Tuffier's line — the horizontal line connecting the two posterior superior iliac crests — crosses the vertebral column at the L4 spinous process or the L4–L5 interspace. This is the primary surface landmark for identifying the LP site. The preferred interspace is L3–L4 (one space above Tuffier's line) or L4–L5 (at the landmark). The L3–L4 space is typically more reliably identifiable and avoids the lower dural sac where nerve roots are more densely packed.

The principle governing patient positioning for LP is lumbar flexion: flexing the lumbar spine opens the interspinous spaces and separates the spinous processes by stretching the interspinous ligaments, thereby creating a wider window for needle entry. The lateral decubitus (foetal) position — patient on their side, hips and knees maximally drawn up toward the chest, chin tucked — achieves maximum lumbar flexion. This is also the only position in which opening CSF pressure can be accurately measured, because in the sitting position the additional hydrostatic pressure from the column of CSF above the needle artificially elevates the reading.

The principle governing needle orientation relates to the microstructure of the dura mater: dural collagen fibres run longitudinally (craniocaudal). A needle bevel oriented parallel to these fibres separates rather than cuts them, resulting in a smaller functional dural defect that reseals more readily — the basis for the significantly reduced post-LP headache rate with parallel bevel orientation compared to perpendicular insertion.

The principle governing needle gauge: smaller gauge needles (22G, 25G) produce smaller dural defects and significantly reduce post-LP headache incidence (from ~30% with 18G to ~5% with 25G). The trade-off is slower CSF flow — a 25G needle may require several minutes to collect 5–10 mL of CSF. In emergency settings (suspected SAH, meningitis), a 22G needle balances speed and complication risk.

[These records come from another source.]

PR #155, opened 2017-09-26
Live-Build-Id support

jkloetzke:
Live-build-ids query the current state of a SCM server. These ids can be translated into the real build-id of a checkout step if this was cached on the artifact server. The final result is that, given a properly populated binary server, the local build does not need to checkout sources anymore before an artifact download can be started.


pym/bob/cmds/build.py
```diff
@@ -898,21 +918,110 @@ def _cookPackageStep(self, packageStep, checkoutOnly, depth):
...
+            BobState().setBuildId(key, bid)
+
+        return bid
+
+    def __getCheckoutStepBuildId(self, step, depth):
+        ret = None
+        v = (self.__verbose >= -1) and (self.__verbose < 1)
+
+        # try to use live build-ids for checkout steps
+        if not os.path.exists(step.getWorkspacePath()) and \
```
rhubert: I'm doing some tests with this and now I'm at a point where I miss my sources.
```
bob dev module_A
-> QUERY_SRC dep1
-> CHECKOUT module_A
```

I want to change something in dep1 -> no code available :(   Can you add a build argument to force the checkout?

jkloetzke: :rofl: I almost expected that but I've not had the chance so far to test it myself extensively. Either we add an explicit option (`--always-checkout`?) or we could resort to `--checkout-only` for the job. The drawback would be that would have to call Bob twice:

```
$ bob dev module_A
$ bob dev --checkout-only module_A/dep1
# hack...
$ bob dev module_A
```

Once the sources were fetched Bob will always use the local ones. Not sure if this is works well enough, though.

rhubert: I vote for the `--always-checkout`. Or / And a regex matching white-list for modules in my `user.yaml` where I always want to checkout the code.

jkloetzke: Added a `--always-checkout` option that takes a regex for packages that should be always checked out. Let's see if this works well in practice...

kkendzia:
Would like to see it merged ;)

jkloetzke:
Sure. I've pushed the last changes just yesterday. I think it's finished but especially with the latest changes I want to give it a day or two of some testing...

kkendzia:
Ah ok, haven't seen that you commited something. Yeah, give it some days!

jkloetzke:
No problem. You don't get any indication if commits are amended or if the branch is rebased. This is especially disturbing as a maintainer because I don't always get a trigger if a pull request is updated...

Issue #133, opened 2017-05-03
jenkins: Don't discard builds when package is added by --add-root


kkendzia:
When you add a non-root-recipe-package to jenkins with --add-root, the generated job discards old builds. I think they should persist - is it intentional or not? When the recipe has "root: True" it won't be generated with this feature.

Code line: https://github.com/BobBuildTool/bob/blob/master/pym/bob/cmds/jenkins.py#L473

jkloetzke:
You're right. I even think this was the behaviour some time ago. The `__isRoot` field should be set to `True` for all packages that were added by `--add-root` to keep their artifacts by default.

kkendzia:
I will submit a pull request then, probably next week.

PR #157, opened 2017-10-04
jenkins: 'discard builds' deactivated for 'roots'

kkendzia:
At the moment archived artifacts are deleted if the associated recipe isn't a root recipe. If you use 'jenkins add-root' this 'root' will be discarded.

- does not matter if jenkins root is root recipe

### DIFF
--- a/pym/bob/cmds/jenkins.py
+++ b/pym/bob/cmds/jenkins.py
@@ -137,7 +137,7 @@ class JenkinsJob:
         self.__displayName = displayName
         self.__nameCalculator = nameCalculator
         self.__recipe = recipe
-        self.__isRoot = recipe.isRoot()
+        self.__isRoot = False
         self.__archive = archiveBackend
         self.__checkoutSteps = {}
         self.__buildSteps = {}
@@ -155,6 +155,9 @@ class JenkinsJob:
 
     def isRoot(self):
         return self.__isRoot
+
+    def makeRoot(self):
+        self.__isRoot = True
 
     def getDescription(self, date):
         description = [
@@ -1045,11 +1048,12 @@ class JobNameCalculator:
 
 
 def _genJenkinsJobs(step, jobs, nameCalculator, archiveBackend, seenPackages, allVariantIds,
-                    shortdescription=False):
+                    shortdescription):
 
     if step.isPackageStep() and shortdescription:
         if step.getVariantId() in allVariantIds:
-            return
+            name = nameCalculator.getJobInternalName(step)
+            return jobs[name]
         else:
             allVariantIds.add(step.getVariantId())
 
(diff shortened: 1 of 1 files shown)


jkloetzke:
This fixes #133, right? It would be nice to include this (`Fixes #133.`) into the commit message as last line. This will automatically close the bug when being merged.

There is one corner case that is not handled yet. Suppose some simple recipes:

```
/
└── root
    └── foo
        └── bar
```

In case of

```
$ bob jenkins add -r /root/foo/bar -r /root/foo ...
```

we would create a job for "foo" first with the `__isRoot` flag being `False`. There is no way to set it to `True` when processing `/root/foo`. So I would propose to add a `makeRoot()` method to `JenkinsJob`, return `jj` from `_genJenkinsJobs` and simply call `makeRoot()` for all roots in `genJenkinsJobs`.

kkendzia:
Sorry, but I don't get why `/root/foo` has `__isRoot == false`

I've tested it again and both `/root/foo/bar`and `/root/foo` are root

jkloetzke:
Argh, bad example. Seems it was already too late yesterday. :wink: 

Better one:

```
$ bob ls -r
/
└── bar
    └── baz
        └── foo
```

With your branch and

```
bob jenkins set-options test --reset --add-root bar/baz/foo --add-root bar
```

the "foo"-Job will still discard old builds. The problem is that the Job generation starts with "bar" (due to name sorting) and this will already create a job for "foo". Then if the "bar/baz/foo" root is generated there is already a `JenkinsJobs` instance for "foo" with `__isRoot` being false...

kkendzia:
Ah, now I got it. Because of recursive calls.

jkloetzke:
> Ah, now I got it. Because of recursive calls.

Exactly. That's why it may be better to return the `JenkinsJob` from `_genJenkinsJobs` and mark them as "root" in `genJenkinsJobs`...

kkendzia:
- Added `Fixes #133.` to commit message
- implemented makeRoot function for JenkinsJob class

pym/bob/cmds/jenkins.py
```diff
@@ -1091,6 +1095,8 @@ def _genJenkinsJobs(step, jobs, nameCalculator, archiveBackend, seenPackages, al
                 _genJenkinsJobs(sandboxStep, jobs, nameCalculator, archiveBackend,
                                 seenPackages, allVariantIds, shortdescription)
 
+        return jj
```
jkloetzke: For consistency we should always return `jj`. Otherwise we're implicitly returning `None` for checkout- and build-steps. It doesn't matter at the moment but better not add a pit-fall.

jkloetzke:
Thanks. :+1:

PR #158, opened 2017-10-08
Add optimistic mode to drop the fsync.

stefanreuther:
bob will quite often flush to disk using `fsync`. This overhead becomes significant when using small projects and a rotating hard disk.  The protection it provides is comparatively minor, because if the system actually crashes, object files created by the compiler will be in an indeterminate state anyway; the compiler does not do `fsync`.  Thus, this adds an option `--optimistic` to disable the `fsync`.

-----

I spent about three seconds to invent the name, better ideas are appreciated. I would actually remove the `fsync` completely, but didn't want to leap ahead so far already.

### DIFF
--- a/pym/bob/scm/cvs.py
+++ b/pym/bob/scm/cvs.py
@@ -70,25 +70,26 @@ class CvsScm(Scm):
         #   cvs checkout: existing repository /home/stefan/cvsroot does not match /home/stefan/cvsroot/cxxtest
         #   cvs checkout: ignoring module cxxtest
         # Thus, we have to trick it with a symlink.
+        # Workaround 2: 'cvs co' does not have a '-P' option like 'cvs up' has.
+        # This option removes empty (=deleted) directories.
+        # We therefore use a 'cvs up' after the initial 'cvs co', to get the same behaviour for the initial and subsequent builds.
         if re.match('^:ext:', rootarg) and self.__dir == '.':
             return """
 # Checkout or update
-if [ -d CVS ]; then
-   {prefix}cvs -qz3 -d '{rootarg}' up -dP {revarg} .
-else
+if ! [ -d CVS ]; then
    ln -s . __tmp$$
    {prefix}cvs -qz3 -d '{rootarg}' co {revarg} -d __tmp$$ '{module}'
    rm __tmp$$
 fi
+{prefix}cvs -qz3 -d '{rootarg}' up -dP {revarg} .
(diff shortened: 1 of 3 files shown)


jkloetzke:
The `fsync` is not so much about the Bob state vs. the workspace state but having any state at all in case of a system crash. Without the `fsync` it is possible to end up with an unreadable state (https://stackoverflow.com/a/41362774). The worst thing that can happen is that you have to re-create the whole workspace...

Anyway, I think this shouldn't be a command line option but an entry in default.yaml et. al. You could set the option in `/etc/bobdefault.yaml` or `~/.config/bob/default.yaml` for all your projects. I guess that is what most users want.

As for the name I would call it `nosync`. But I'm not good at naming things either. :wink:

stefanreuther:
> The worst thing that can happen is that you have to re-create the whole workspace...

My point is that you have to do that anyway after a crash, because if the machine crashes mid-build, your object files will be in an indeterminate state, thanks to the compiler not doing `fsync`. Thus, the perfectly valid state that tells you "everything compiled" will point into a mess of compiler output.

To get real "transactional" builds if you need that, you'd probably have to up the syncing to something like "mark directory dirty, `fsync`, build, `sync`, mark directory clean+built, `fsync`". I wouldn't want this in a normal build, but I can imagine that it can be useful. I wrote this patch when porting a bunch of tiny utilities to bob (one or two *.c files plus one Makefile each), where disabling the `fsync`s halved the build times. That's probably not a typical project either.

(I'll look into doing that in the config files later.)

jkloetzke:
> > The worst thing that can happen is that you have to re-create the whole workspace...
>
> My point is that you have to do that anyway after a crash, because if the machine crashes mid-build, your object files will be in an indeterminate state, thanks to the compiler not doing `fsync`. Thus, the perfectly valid state that tells you "everything compiled" will point into a mess of compiler output.

It's not about the build- or dist-workspaces. They can be in any intermediate state and you can for sure not trust them. What I'm concerned about are the src-workspaces. All the information about checkouts done ages before may be lost. Especially if you have made changes to multiple repositories (the usual change/compile cycle) it can be a PITA if you have to start from scratch. Because if the state was lost Bob will try a fresh checkout and bail out because there are already files at the checkout location.

stefanreuther:
Just noticed that there is a package "eatmydata" to disable `fsync` using LD_PRELOAD. Using that reduces "run-tests.sh" time to one-third. So I guess there's no need to add a special case in bob for that.

PR #159, opened 2017-10-10
WIP: input: filter duplicate steps while calculation - not afterwards

kkendzia:
I noticed that you add all results into a list and filter it afterwards. Why not checking this before adding them? It would be a little performance improvement - I noticed that it will be done later, too, with provideDeps, but at first I wanted to hear your opinion.

### DIFF
--- a/pym/bob/input.py
+++ b/pym/bob/input.py
@@ -1783,7 +1783,7 @@ class Recipe(object):
         env.update(self.__metaEnv)
 
         # filter duplicate results, fail on different variants of same package
-        self.__filterDuplicateSteps(results)
+        results = self.__filterDuplicateSteps(results)
 
         # record used environment and tools
         env.touch(self.__packageVars | self.__packageVarsWeak)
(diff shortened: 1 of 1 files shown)


jkloetzke:
Adding the results to a list is not so heavy but the naive duplicate removal is expensive because it is O(n^2). I guess optimizing this can save some time on big projects. It has to be a list, though, because order is important. That's why you cannot simply use a dict and that's what is tripping the black box tests in the pull request.

Either we add a dedicated helper class that does the filtering upfront (based on `collections.OrderedDict` comes to my mind) or `__filterDuplicateSteps` is fixed by using a helper `dict`. I'm fine with any solution as long it's the faster variant. :wink:

jkloetzke:
I took the freedom to amend the commit to fix the CI failures. It definitely reduces the parsing time significantly. If you're ok with that I would merge it in this form...

kolewu:
Where did you see a significant reducing of the parsing time? At least with `bob ls` they are comparable for our recipes repo with 131 root recipes.
Initial run (without cache) and then subsequent run
```sh
rm .bob-*
time bob ls
time bob ls
```

```
real	0m7,493s
user	0m6,983s
sys	0m0,065s

real	0m0,161s
user	0m0,124s
sys	0m0,038s
```

jkloetzke:
The patch will only show an improvement if `provideDeps` is used pervasively with a deep dependency hierarchy. Our structure is quite deep and many dependencies are passed upwards. With 53 root recipes it reduces the parsing time from 34s to 27s. Comparing Bob 0.12.1 with 0.13.0-rc1 shows almost no difference here because the introduction of the query language increased the time in the "ls" command.

PR #164, opened 2017-10-23
doc: fix wording of "recipes" directory

### LINKED ISSUE #163: Contradiction in manual: relativeIncludes
The manual contains two contradictory statements on the old behavior of includes in file [policies.rst](https://github.com/BobBuildTool/bob/blob/ed3ea71f46e91bd1708e4f971a55932779b5ad01/doc/manual/policies.rst):

Compare this from the description (first paragraph)
> Versions of Bob before 0.13 included these files always relative to the root of the project configuration.

to the following in the description for **Old behaviour**

> Include further files from `default.yaml` and command line passed files relative to the current recipes directory.

So it's *root of the project configuration* vs. *current recipes directory* and IMHO the first one is correct or at least the second variant is ambiguous, because it will normally be read as *the directory of the current recipe* and not *the directory where the recipe folder is located*.

jkloetzke:
The word "recipes" was used interchangeably for the project root
directory (with config.yaml, default.yaml, recipes and classes
directory) and the "recipes" directory inside that itself. Solve this
ambiguity by using a consistent naming of the "project root directory"
which, among other things, contains the "recipes directory".

Fixes #163.

### DIFF
--- a/doc/manual/configuration.rst
+++ b/doc/manual/configuration.rst
@@ -2,7 +2,7 @@ Configuration
 =============
 
 When building packages Bob executes the instructions defined by the recipes.
-All recipes are located relative to the working directory in the ``recipes``
+All recipes are located relative to the project root directory in the ``recipes``
 subdirectory. Recipes are YAML files with a defined structure. The name of the
 recipe and the resulting package(s) is derived from the file name by removing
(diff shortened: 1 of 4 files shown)


kolewu:
👍 Looks good.

PR #165, opened 2017-10-25
WIP: build: make project command available for multiple package input

kkendzia:
For some plugins it would be useful to generate multiple packages at once with `bob project`.
- using query language
- add '--build' parameter for release path formatting
- you can use now multiple packages for projects instead of one (i'd rather call the plugin always with a list instead of seperating between single/multiple packages)

### DIFF
--- a/pym/bob/cmds/build.py
+++ b/pym/bob/cmds/build.py
@@ -1344,7 +1344,7 @@ def doDevelop(argv, bobRoot):
 def doProject(argv, bobRoot):
     parser = argparse.ArgumentParser(prog="bob project", description='Generate Project Files')
     parser.add_argument('projectGenerator', nargs='?', help="Generator to use.")
-    parser.add_argument('package', nargs='?', help="Sub-package that is the root of the project")
+    parser.add_argument('packages', nargs='+', help="(Sub-)packages to generate")
     parser.add_argument('args', nargs=argparse.REMAINDER,
                         help="Arguments for project generator")
 
@@ -1365,6 +1365,8 @@ def doProject(argv, bobRoot):
         help="Do not build (bob dev) before generate project Files. RunTargets may not work")
     parser.add_argument('-b', dest="execute_buildonly", default=False, action='store_true',
         help="Do build only (bob dev -b) before generate project Files. No checkout")
+    parser.add_argument('--build', default=False, action='store_true',
+        help="Do path calculations as if 'bob build', not as 'bob dev'")
     group = parser.add_mutually_exclusive_group()
     group.add_argument('--sandbox', action='store_true', default=False,
         help="Enable sandboxing")
@@ -1383,6 +1385,7 @@ def doProject(argv, bobRoot):
             parser.error("Malformed define: "+define)
 
     recipes = RecipeSet()
+    recipes.defineHook('releaseNameFormatter', LocalBuilder.releaseNameFormatter)
     recipes.defineHook('developNameFormatter', LocalBuilder.developNameFormatter)
     recipes.defineHook('developNamePersister', LocalBuilder.developNamePersister)
     recipes.setConfigFiles(args.configFile)
@@ -1391,12 +1394,18 @@ def doProject(argv, bobRoot):
     envWhiteList = recipes.envWhiteList()
     envWhiteList |= set(args.white_list)
 
-    nameFormatter = recipes.getHook('developNameFormatter')
-    developPersister = recipes.getHook('developNamePersister')
-    nameFormatter = developPersister(nameFormatter)
+    if args.build:
+        nameFormatter = recipes.getHook('releaseNameFormatter')
+        nameFormatter = LocalBuilder.releaseNamePersister(nameFormatter)
+    else:
+        nameFormatter = recipes.getHook('developNameFormatter')
+        developPersister = recipes.getHook('developNamePersister')
+        nameFormatter = developPersister(nameFormatter)
+
     nameFormatter = LocalBuilder.makeRunnable(nameFormatter)
     packages = recipes.generatePackages(nameFormatter, defines, sandboxEnabled=args.sandbox)
-    touch(packages)
+    if not args.build:
+        touch(packages)
 
     from ..generators.QtCreatorGenerator import qtProjectGenerator
     from ..generators.EclipseCdtGenerator import eclipseCdtGenerator
@@ -1408,7 +1417,7 @@ def doProject(argv, bobRoot):
             print(g)
         return 0
     else:
-        if not args.package or not args.projectGenerator:
+        if not args.packages or not args.projectGenerator:
             raise BobError("The following arguments are required: projectGenerator, package")
 
     try:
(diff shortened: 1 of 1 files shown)


kkendzia:
Ok I see there is a problem with additionals 'args' :/

jkloetzke:
I'm a bit lost how to integrate that in a backwards compatible way. It will at least break the plugin API but that should be feasible via the `apiVersion` tag in the plugin manifest.

What I'm more concerned about is the argument passing. Right now any extra arguments are passed to the plugin. Having an unbounded number of package names effectively breaks this. I don't like the `--args` proposal because it breaks the current calling convention that people are used to... :thinking:

pym/bob/cmds/build.py
```diff
@@ -1429,20 +1438,35 @@ def doProject(argv, bobRoot):
...
-        devArgs.append(args.package)
-        doDevelop(devArgs, bobRoot)
+        for p in backlog:
+            devArgs.append(p.getName())
+        if args.build:
+            doBuild(devArgs, bobRoot)
+        else:
+            doDevelop(devArgs, bobRoot)
+
+    if len(backlog) == 1:
```
jkloetzke: This is not a good idea. Depending on the number of given packages the plugin will receive an `Package` or a list of `Package`s. Either pass an object (old plugin API < 0.13) or a list (new plugin API >= 0.13).

kkendzia: Yeah, as mentioned I also think this is a bad idea. Will always provide a list then.

kkendzia:
In fact it would break the current convention. That's why I though you have an idea. Positional arguments would be a possibility as already committed but it feels bad to handle IMHO

jkloetzke:
Maybe @rhubert has an idea?

rhubert:
The only idea that came into my mind is to add a special package handling to avoid the `--args` switch. Something like: 
```
bob project <generator> "package1;package2;//*/package3" <generatorArgs>
```
Then you could check if your package string matches the `$"{.*;}*"` format and split it. Otherwise use the given string as package directly.

kkendzia:
Mh this doesn't look good either IMHO. But I think I would go for it if we just introduce query language and call the generators with a package list.

kunerd:
My suggestion is to use `--` like in other projects, e.g. `npm`, and `bash` in general.
```
bob project <generator> package1 package2 <...package> -- <generatorArgs>
```
https://unix.stackexchange.com/questions/11376/what-does-double-dash-mean-also-known-as-bare-double-dash

kkendzia:
That would be nice.

With just query language I think it's not suitable for more than 2 packages.

rhubert:
I also like this, but it has to be compatible to the existing solution. Otherwise all existing scripts would break. If you can support both styles, with multiple packages and `--` as separator and the old style with one package and without the `--` it would be fine.

jkloetzke:
I think this syntax could work. It would probably impact existing projects, though, because the parameters are passed recursively through the buildme file.

Also the plugin API must be kept backwards compatible. If an old plugin is called with multiple packages then we should just print an error message...

kkendzia:
I changed the request like @kunerd suggested it. It should have a check if the generator uses the right API, isn't it?

pym/bob/cmds/build.py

A lumbar puncture anatomy diagram shows the needle path through posterior lumbar tissues into the subarachnoid space at L3-L4, with insets comparing parallel and perpendicular needle bevel orientation to dural fibres. — **Panel A:** L3 spinous process, L4 spinous process, skin, subcutaneous tissue, supraspinous ligament, interspinous ligament, ligamentum flavum, epidural space, epidural fat, posterior dura mater, subarachnoid space, CSF, cauda equina nerve roots, spinal needle path. **Panel B:** Needle bevel parallel to longitudinal dural fibres, separated dural fibres, smaller dural opening. **Panel C:** Needle bevel perpendicular to longitudinal dural fibres, cut dural fibres, wider dural opening.